### Task to complete
In the data that follows, find each line containing "code" and copy it.

Stored data
PR #1091, opened 2024-06-17
+

AndriZhok:


app/main.py
```diff
@@ -2,4 +2,68 @@ class Cargo:
     def __init__(self, weight: int) -> None:
         self.weight = weight
 
-# write your code here
+
+class BaseRobot:
+    def __init__(self,
+                 name: str,
+                 weight: int,
+                 coords: list = None) -> None:
```
Dimosphen1, line 10: Place each argument including `self` on a new line so that there would be no arguments on the same line with opening and closing parenthesis. It will help to improve the code style and readability. Apply the same change to the other classes as well

app/main.py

### Written solution
-# write your code here
Dimosphen1, line 10: Place each argument including `self` on a new line so that there would be no arguments on the same line with opening and closing parenthesis. It will help to improve the code style and readability. Apply the same change to the other classes as well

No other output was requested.